I’m obsessed with nail polish.

I’ve heard that admitting you have a problem is the first step to recovery.

When I’m feeling down, I buy myself a new colour of nail polish.  When I’m feeling happy, I buy myself a new colour of nail polish. When I’m feeling nothing at all, I buy myself a new colour of nail polish.

You get where this is going.

I now have a drawer in my bathroom that looks like this:

The sad part is that I ran out of space in this drawer about three months ago and there are probably 10 or more bottles that don’t fit.  These bottles have found homes in other parts of the house and now, whenever I open a random drawer or basket in my house, I can pretty much guarantee that there will be at least one bottle of nail polish smirking up at me.

The funny thing is that my nails aren’t even that nice.  I used to have nice nails.  In fact, in my Grade 12 yearbook I was voted “most likely to become a hand model.”  I’m not really sure what that says about me back then but it is what it is.  I guess in the big, horrifying picture that is high school, it could be worse…much worse.  It also goes to show that contrary to the belief of many teenagers, high school does not, in fact, determine the rest of your life.

One day not too long ago I decided to count exactly how many bottles I have.  I got to 25 and decided I needed to stop counting.  Of the 25 bottles I counted, there were 14 different shades of pink ranging from “pink chiffon” to “fuchsia power” and just about everything in between.  I would love to be the person who comes up with the names for nail polishes.  I’ve often wondered what kind of education and background you need to have to get that plush job.  Surely it’s something I’m qualified for?

A lot of the names don’t even describe the colour at all.  What colour do you think “mystery” is?  What about “looking glass,” “pret-a-porter,” “sew psyched” or “enchantress”?  Sometimes I even find myself picking the polish purely based on the name.  I once bought a colour called “skinny jeans” just because I knew it was the only time I would be able to get any type of skinny jean on my body.  I also once bought a colour called “commander in chic” because that’s definitely someone I want to be.

From time to time I attempt to “clean out” my nail polish drawer.  Of course, that means I end up purging a grand total of two bottles; usually one because it’s ‘turned’ narsty (yes, that is a word) and the other because I inevitably up buying two bottles of the same colour – occupational hazard for any nail polish addict.

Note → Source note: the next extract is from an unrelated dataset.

PR #145, opened 2015-11-15
Separates activation functions from fully connected layers and Introduces activation layers

### LINKED ISSUE #144: Separate activation function from fully connected layer
Now, activation function is a part of `FullyConnectedLayer`. However, in many neural network models such as [AlexNet](https://github.com/BVLC/caffe/tree/master/models/bvlc_alexnet) and [GoogleNet](https://github.com/BVLC/caffe/tree/master/models/bvlc_googlenet), activation function `ReLU` is used for the outputs of convolutional layers and fully connected layers.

I know it’s wrong.  I know that I really have all of the nail polish I really need (and then some).  I know there’s no need for me to spend one of my lunch-hours each week browsing the polish aisle at Shoppers on the off chance that I missed something last week…or that they’re having a sale I didn’t know about.

But I just can’t stop.

The warm weather is just around the corner and my toes will soon be exposed to the world, free from the shoe-and-sock prison they have been living in for the last six months.  This means I am in need of some new, pretty spring and summer polishes.

Need.

Yes, I need them.

I think I have to find a bigger drawer.